··· MATERIAL FOR THIS TASK
PR #1406, opened 2021-05-07
NDRS-1244: add client support for multisig transfers

Fraser999:
Ref: https://casperlabs.atlassian.net/browse/NDRS-1244

This PR introduces a separate subcommand to the Rust client `make-transfer` which is a mixture of the existing two subcommands `make-deploy` and `transfer`.  It allows for the creation of a Deploy for a transfer as a JSON-encoded file.  Using the existing `sign-deploy` and `send-deploy` subcommands on such a file allows us to use the Rust client to create multisig transfers.

### DIFF
--- a/client/lib/deploy.rs
+++ b/client/lib/deploy.rs
@@ -10,11 +10,11 @@ use casper_node::{
     rpcs::{account::PutDeploy, chain::GetBlockResult, info::GetDeploy, RpcWithParams},
     types::{Deploy, DeployHash, TimeDiff, Timestamp},
 };
-use casper_types::{ProtocolVersion, SecretKey};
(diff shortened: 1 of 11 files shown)


darthsiroftardis:
Could we change the command to something like `make-signed-transfer` or `multisig-transfer`. This would help differentiate the two commands better on a superficial level.

darthsiroftardis (approved):
Code looks good, don't want to block the merge on something like the name

Fraser999:
bors merge

Fraser999:
> Could we change the command to something like make-signed-transfer or multisig-transfer. This would help differentiate the two commands better on a superficial level.

As discussed offline, we'll leave as is for now.  If we come up with better names for these, we can ticket for future work.

PR #1409, opened 2021-05-08
NDRS-1217: handle chainspec in casper-updater

Fraser999:
Ref: https://casperlabs.atlassian.net/browse/NDRS-1217

This PR updates the `casper-updater` tool to handle changes required in the production chainspec and associated files.

The existing `--bump` arg which accepts values of `major`, `minor` or `patch` is used to also bump the appropriate part of the protocol version in the `resources/production/chainspec.toml` file.  If we need more fine-grained control over setting the protocol version, a new arg can be added to the tool for that.  But for now, it seems like our build version will be kept in lockstep with the protocol version.

The tool now has an `--activation-point` arg, which takes an integer used to set the activation point in the `resources/production/chainspec.toml` file.  There is no check that the value is being replaced with a higher one, since under an emergency restart, the value could validly be lower or equal to the existing one.

If `--bump` is specified, then `--activation-point` must also be specified, and vice-versa.

The `--dry-run` command has been adapted to ensure these new affected files are displayed too, showing what the protocol version and activation point are currently, what they'll be updated to, and which files are affected by that.

If the tool is run with no args, it expects the user to input each change explicitly, allowing for fine-grained control over the version update for each crate.  This functionality has also been extended to include inputs for the protocol version and activation point.

### DIFF
--- a/Cargo.lock
+++ b/Cargo.lock
@@ -44,9 +44,9 @@ dependencies = [
 
 [[package]]
 name = "addr2line"
-version = "0.14.1"
+version = "0.15.1"
 source = "registry+https://github.com/rust-lang/crates.io-index"
-checksum = "a55f82cfe485775d02112886f4169bde0c5894d75e79ead7eafe7e40a25e45f7"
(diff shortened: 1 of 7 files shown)


Fraser999:
bors merge

PR #1413, opened 2021-05-10
NDRS-1247: start recurring connection housekeeping task

Fraser999:
Ref: https://casperlabs.atlassian.net/browse/NDRS-1247

This PR fixes an oversight in the recent cleanup of small_network, whereby a recurring housekeeping task was never actually started on initialisation of the component.

I have run the integration test `itst01.sh` successfully three times after making this change.


marc-casperlabs (approved):
:+1:

PR #1419, opened 2021-05-10
NDRS-1202: Connection negotiation tasks

marc-casperlabs:
Note: The size of this PR is in part due to some things being moved from one file to another, or fields being renamed.

This PR extracts tasks (asynchronous functions, most run as effects) from the small networking component into a submodule. In doing so it unifies what used to be broken up steps for establishing a new connection into linear `async` functions.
······
Locate and copy each line in the data above that includes the word "https".

ANSWER SECTION:
Ref: https://casperlabs.atlassian.net/browse/NDRS-1244
Ref: https://casperlabs.atlassian.net/browse/NDRS-1217
 source = "registry+https://github.com/rust-lang/crates.io-index"
Ref: https://casperlabs.atlassian.net/browse/NDRS-1247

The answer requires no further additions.